I for one have more faith in Roberts than Garriott, who reminds me a bit of
Molyneux in his focus on personal branding and professional fame.

Before we fall all over ourselves painting Garriott as some kind of infallible
game design ubermensch, let's look at his track record.

His career pre-2000 is dominated by Ultima games, which were doubtlessly
groundbreaking, iconic, and by almost all accounts, great games.

His career post-2000 is limited. He produced Lineage II, City of Heroes, City
of Villains, and Tabula Rasa. City of Heroes gained a cult, if small,
following, and both Tabula Rasa and Lineage II were commercial failures.
Lineage II in particular was savaged by both gamers and the gaming press -
6.7/10 by IGN, 6.0/10 by GameSpot, 62% on Metacritic.

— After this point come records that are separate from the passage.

PR #5217, opened 2024-06-08
Try optimize `NetEntities` console completion helper

ElectroJr:
Might help alleviate the lag seen in space-wizards/space-station-14/issues/28258, though this PR also outright removes the non-player completions for the tpto command as the helper will still typically iterate over many entities, and is thus still very slow.


metalgearsloth:
At some point we could probably wrap it in a cpujob or smth to at least time-slice it.

PR #5219, opened 2024-06-08
Minor API niceties

metalgearsloth:


Robust.Shared/Player/ActorSystem.cs
```diff
@@ -20,4 +20,14 @@ private void OnActorShutdown(EntityUid entity, ActorComponent component, Compone
     {
         _playerManager.SetAttachedEntity(component.PlayerSession, null);
     }
+
+    public ICommonSession? GetSession(EntityUid? uid)
```
Tayrtahn, line 40: Maybe also a TryGetSession helper?

PR #5223, opened 2024-06-09
Add support for overlays to draw controls

ElectroJr:
Nice feature to have, e.g. for richtext support for something like space-wizards/space-station-14/pull/28705

Overview of changes:
- Added `IUserInterfaceManager.RenderControl()` for manually drawing controls.
  - This is basically just exposing the `IUserInterfaceManagerInternal` functions.
  - Instead of having a bunch of optional arguments, I chose to use the existing public `ControlRenderArguments` struct, under the assumption that it is not meant to be internal/obsoleted/removed.
- The `OverlayDrawArgs` struct now provides an `IRenderHandle` and has an internal constructor.
  - This is currently required for control rendering. However, I could instead have changed control rendering to take in a screen handle instead.
  - I don't really understand the need for the separation of the screen/world handle, and I'd rather just allow people to use IRenderHandle which provides both, even if it is currently an unstable API that is subject to change.
- The `IClydeViewport` overlay rendering methods now take in an `IRenderHandle` instead of a world/screen handle. Required for the viewports to draw overlays with the new `OverlayDrawArgs`.
  - Requires space-wizards/space-station-14/pull/28786
- Controls can now be manually restyled via `Control.InvalidateStyleSheet()` and `Control.DoStyleUpdate()`
  - `InvalidateStyleSheet()` is just the old internal `StyleSheetUpdate()` method, but was renamed for consistency with the measure & arrange invalidation methods.


Robust.Client/UserInterface/UserInterfaceManager.cs
```diff
@@ -403,10 +427,11 @@ public void FrameUpdate(FrameEventArgs args)
 
             control.PreRenderChildren(ref args);
 
-            foreach (var child in control.Children)
+            for (var index = 0; index < control.ChildCount; index++)
             {
+                var child = control.GetChild(index);
                 var pos = position + (Vector2i)Vector2.Transform(child.PixelPosition, coordinateTransform);
-                control.RenderChildOverride(ref args, child.GetPositionInParent(), pos);
+                control.RenderChildOverride(ref args, index, pos);
```
ElectroJr, line 440: These changes are unrelated to the main PR, I just noticed that control rendering was doing a bunch of unnecessary `List.IndexOf` calls.

Conflee:
PR's like this desperately need an example for how to use them. I've read the code like 10 times but I am not super C# literate so how to actually use this feature is a total mystery. Documentation please I beg!

ElectroJr:
The feature was added to help with stuff like the linked map-text content PR, so that it could be updated to use rich text, but I don't think that ever got implemented and it never got used used anywhere else so there aren't really any great examples. And using it is somewhat janky due to having to manually intialize/measure the control's dimensions. FWIW here is a simple demo overlay that uses it to draw a rich text label near the mouse. You can hopefully figure out how to modify that to draw whatever control you want. Though as its hasn't really been used I wouldn't be surprised if you somehow run into unexpected issues.

```cs
public sealed partial class DemoOverlay : Overlay
{
    [Dependency] private IUserInterfaceManager _userInterfaceManager = default!;
    [Dependency] private IInputManager _inputManager = default!;

    private RichTextLabel _label;

    public override OverlaySpace Space => OverlaySpace.ScreenSpace;

    public DemoOverlay()
    {

        // Create the control we want to draw and manually do style & measure updates. Usually this would be done as
        // part of the normal ui/control management and rendering, but has to be invoked manually here whenever the
        // control changes as it is only getting drawn manually in our overlay.
        _label = new RichTextLabel();
        _label.SetMarkup("AAA");

        // required to load fonts & other UI stylesheet stuff.
        _label.InvalidateStyleSheet();
        _label.ForceRunStyleUpdate();

        // I think measure & arrange start invalid anyway, so this might not actually be needed?
        _label.InvalidateMeasure();
        _label.InvalidateArrange();

        // Calculate the control's desired size given the amount of space available (in this case, infinite space)
        _label.Measure(Vector2.PositiveInfinity);
        var size = _label.DesiredSize;

        // Tell the control to actually arrange itself for a given available size (i.e., position itself and its children for rendering)
        _label.Arrange(UIBox2.FromDimensions(Vector2.Zero, size));
    }

    protected override void Draw(in OverlayDrawArgs args)
    {
        // Draw the control next to the mouse. Note that this is for screen-space overlays, if you
        // wanted to use a world-space overlay, you would need to convert use world instead of screen coordinates.
        var mousePosition = (Vector2i)_inputManager.MouseScreenPosition.Position;
        _userInterfaceManager.RenderControl(args.RenderHandle, _label, mousePosition);
    }
}
```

But don't take my word for it, this is lifted from the Wikipedia article:

"Scott Stahl of the The Daily Orange praised the game's graphics and design,
though he also mentioned that the game "quickly degrades into an incredibly
tedious and monotonous process of killing the same monster a thousand
different times", and that the character creation options are "incredibly
shallow, with maybe two or three different faces and hair styles for each type
of character." Andrew Park of Gamespot said that the game "offers either a
repetitive grind or a stiff challenge""

By all accounts, Garriott's seemingly unquestionable sense of game design
seems to fall apart when he left the Ultima series. I very gladly accept that
he was/is one of the top game designers the industry has seen, but treating
like "there's no one else like him on this planet" is unreasonable.

Secondly,

> _"When there are threads on forums about one game to pick if you had to
> choose only one (which is very hard to do, but that's the game: pick one and
> only), if you had to choose "the best game ever", well very often people
> will cite an Ultima."_

Citation sorely needed. If you went solely to a RPG forum, and specifically
excluded JRPG aficionados, then you'd probably get a lot of answers to the
tune of "Ultima". There have been many "top video games _evar_ " lists made
both by the gaming press and by vote participation, and I've yet to see Ultima
top any of them.

There's a lot more to video gaming than "old school RPGs".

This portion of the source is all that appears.